Неожиданно она бросилась мне на грудь:
— Я всего лишь хочу видеть своего ребенка, Эйдан! Ты же понимаешь, я же его мать, я его родила! Возьми у меня что хочешь, хочешь ударь или даже убей, только не лишай меня возможности хотя бы изредка видеть моего ребенка! Умоляю, — и тут она сползла передо мной на колени.
— Ребекка, что ты делаешь?! — запаниковав, я принялся поднимать ее с колен.
— Эйдан, за что ты так жесток ко мне?! Семья, что его приютила, они ведь живут на твоих землях, ведь так?! Почему тебе можно будет навещать ребенка, а мне нельзя? Так ведь все делают в свете, чем я хуже других?

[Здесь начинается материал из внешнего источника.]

PR #2952, opened 2020-04-16
chore: add radio spec

marjonlynch:
Add radio component spec

## Issue type checklist

## Process & policy checklist

### DIFF
--- a/packages/web-components/fast-components/src/radio/radio.md
+++ b/packages/web-components/fast-components/src/radio/radio.md
@@ -1,7 +1,7 @@
 # Radio
 
 ## Overview
-An implementation of a radio button as a form-connected web-component.
+An implementation of a radio button as a form-connected web-component. Facilitating single select from a group of visible choices.
 
 ### Use Cases
 Used anywhere an author might otherwise use an `input[type="radio"]`. Used to facilitate choice where only one choice is acceptable.
@@ -25,7 +25,7 @@ We want general feature-parity between this component and an `input[type="radio"
 ---
 
 ### API
-Extends [form associated custom element](./form-associated-custom-element.md).
+Extends [form associated custom element](../form-associated/form-associated-custom-element.md).
 
 *Component Name*
 `fast-radio`
@@ -39,8 +39,9 @@ Extends [form associated custom element](./form-associated-custom-element.md).
   - The radio should be submitted with the form but should not be editable.
 - `disabled`
   - The radio should be disabled from user interaction and will not be submitted with the form data.
-- `value`
-  - is not visible to the user, it's used to determine which radio is selected in a radio group
+- `value` - Not visible to the user, it's used for form data and to distinguish between other radio buttons of the same name attribute value.
+- `name` - All radio buttons with the same name will operate as a group allowing only 
+one radio within the group to be selected at a time.
 - `checked`
   - The initial checked value. 
   
@@ -53,10 +54,14 @@ Extends [form associated custom element](./form-associated-custom-element.md).
 
 ```HTML
 <!-- shadow root -->
-<label part="label"><slot></slot></label>
-<div part="radio">
-  <div part="checked-indicator"></div>
-</div>
+<template 
+  role="radio"
+>
+  <label part="label"><slot></slot></label>
+  <div part="radio">
+    <div part="checked-indicator"></div>
+  </div>
+</template>
 <!-- end shadow root -->
 ```
 
--- a/packages/web-components/fast-components/src/radio/radio.md
+++ b/packages/web-components/fast-components/src/radio/radio.md
@@ -1,0 +1,104 @@
+# Radio
+
+## Overview
+An implementation of a radio button as a form-connected web-component.
+
+### Use Cases
+Used anywhere an author might otherwise use an `input[type="radio"]`. Used to facilitate choice where only one choice is acceptable.
+  
+### Features
+- form association
+- focus delegation
+
+### Risks and Challenges
+We want general feature-parity between this component and an `input[type="radio"]`.
+
+### Prior Art/Examples
+- [FAST-DNA (React)](https://explore.fast.design/components/radio)
+- [Material UI](https://material-ui.com/components/radio-buttons/)
+- [Lightning Design](https://www.lightningdesignsystem.com/components/radio-group/)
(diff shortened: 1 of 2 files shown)


packages/web-components/fast-components/src/radio/radio.md
```diff
@@ -0,0 +1,109 @@
...
+- `change: CustomEvent`
+  - no custom data
+  - bubbles
+
+### Anatomy and Appearance
+
+```HTML
+<!-- shadow root -->
+<template 
+  role="radio"
```
chrisdholt, line 58: you'll likely need disabled to map to aria-disabled here.

packages/web-components/fast-components/src/radio/radio.md
```diff
@@ -0,0 +1,109 @@
...
+>
+  <label part="label"><slot></slot></label>
+  <div part="radio">
```
chrisdholt, line 61: I'd suggest using `control` here rather than `radio` as we've aligned a bit on that terminology for consistency.

packages/web-components/fast-components/src/radio/radio.md
```diff
@@ -0,0 +1,109 @@
...
+
+*Host Classes*
+- checked
+- disabled
+- required
+- readonly
+
+*Slotted Content/Slotted Classes*
+*CSS Parts*
+- radio
```
chrisdholt, line 79:
```suggestion
- control
```

packages/web-components/fast-components/src/radio/radio.md
```diff
@@ -0,0 +1,109 @@
...
+- label
+- checked-indicator
+
+### States
+**checked**: `true` or `false`
+The checked state can be toggled by:
+- Clicking the radio button (or any of it's labels)
+- Pressing the space-bar while focus is placed on the radio button
```
chrisdholt, line 87: If I'm in a group, do I need to press spacebar or does arrow keys move selection since this is single selection?

packages/web-components/fast-components/src/radio/radio.md
```diff
@@ -0,0 +1,109 @@
...
+When readonly, the value will not be changeable through user interaction. The value will still be exposed to forms on submission.
+
+### Accessibility
+The root element inside the shadow-dom of the radio will be a focusable element with the following accessibility content attributes:
+[MDN Web docs](https://developer.mozilla.org/en-US/docs/Web/Accessibility/ARIA/ARIA_Techniques/Using_the_radio_role)
+- role: radio
+- aria-checked: the checked state of the component
+- aria-required: the required state of the component
+- aria-disabled: the disabled state of the component
+- tabindex: 0
```
chrisdholt, line 104: nice

packages/web-components/fast-components/src/radio/radio.md
```diff
@@ -0,0 +1,109 @@
...
+
+Because we're delegating focus to this element, the relevant information will be presented to AT users when they focus this element.
```
chrisdholt, line 106: are we delegating focus? I think we're actually focusing this element rather than delegating focus to an element within the markup.

packages/web-components/fast-components/src/radio/radio.md
```diff
@@ -0,0 +1,109 @@
...
+### Anatomy and Appearance
+
+```HTML
+<!-- shadow root -->
+<template 
+  role="radio"
+>
+  <label part="label"><slot></slot></label>
+  <div part="radio">
+    <div part="checked-indicator"></div>
```
EisenbergEffect, line 62: Do we want a slot for the indicator?

packages/web-components/fast-components/src/radio/radio.md
marjonlynch: All the aria stuff was documented in the accessibility section but I suppose if I put role here I should put the rest or just take out the template part here and leave the aria documentation in the other section?

chrisdholt: I think it can exist in both - they serve different purposes. With it left off here it seems to be missing. If I skip this and go down to accessibility I'd expect what you have outlined there. Since you're showing an example of the actual template, I'd expect it to be called out here specifically I think.

packages/web-components/fast-components/src/radio/radio.md
marjonlynch: removed

packages/web-components/fast-components/src/radio/radio.md
marjonlynch: removed template from here and left documentation in accessibility section. Hopefully these days it's assumed that would go in the <template/> bit but I can change if you disagree

packages/web-components/fast-components/src/radio/radio.md
marjonlynch: done

packages/web-components/fast-components/src/radio/radio.md
marjonlynch: Updated, pressing space bar should toggle on the radio if it wasn't already, using arrow keys also does this along with moving focus

packages/web-components/fast-components/src/radio/radio.md
chrisdholt: I'm not going to push on it - I just tend to write these as though I'm not going to be actually doing the work (which is what happened with tooltip) :).

packages/web-components/fast-components/src/radio/radio.md
marjonlynch: hmm seems like we might, I'm my defense I did ponder this for a minute. I think we'd need this already for EZ settings. So I will add it.

packages/web-components/fast-components/src/radio/radio.md
marjonlynch: done. I just realized I could click a button and have your suggestion committed, but too late now

packages/web-components/fast-components/src/radio/radio.md
chrisdholt: I think we will, similar to checkbox I believe. The checked indicator here can likely be an SVG as well "defaulted" into the slot.

marjonlynch: done and done

PR #2967, opened 2020-04-20
fix: high contrast color on slider and slider label

khamudom:
# Description
Taking a high contrast color pass in slider and slider label.

## Motivation & context
The disabled color on the slider and slider label is not being set to the disabled color.
image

«Все делают, все подкидывают своих внебрачных детей арендаторам, а потом лишь навещают изредка, это нормально для них», — пролетело в голове. Я резко подхватил Ребекку подмышки и поставил-таки на ноги, встряхнул за плечи:
— Драконы так не делают! Драконы не подкидывают свои яйца посторонним людям, для нормальных драконов дети священны, Ребекка! Никто не подкидывает свои яйца к чужим порогам, не снабдив их ни одним амулетом! Мне в голову не пришло бы переносить яйцо без амулета обогрева, магической ауры, защиты от падений и травм!
— Но ничего ведь не случилось, оно же вылупилось, ребенок жив! — возмутилась она. — И я не подбросила ребенка, а послала свою доверенную служанку, чтобы она передала корзинку тебе лично в руки, ей строго-настрого было велено корзинку не ронять!
— А если бы она споткнулась? А если бы меня не оказалось дома, ты подумала об этом? Да, ребенок выжил, но никто так не делает! Младенца тоже можно оставить на улице в холодную погоду одного на пару часов — вероятно, он не умрет, только заболеет, но нормальные люди так не поступают.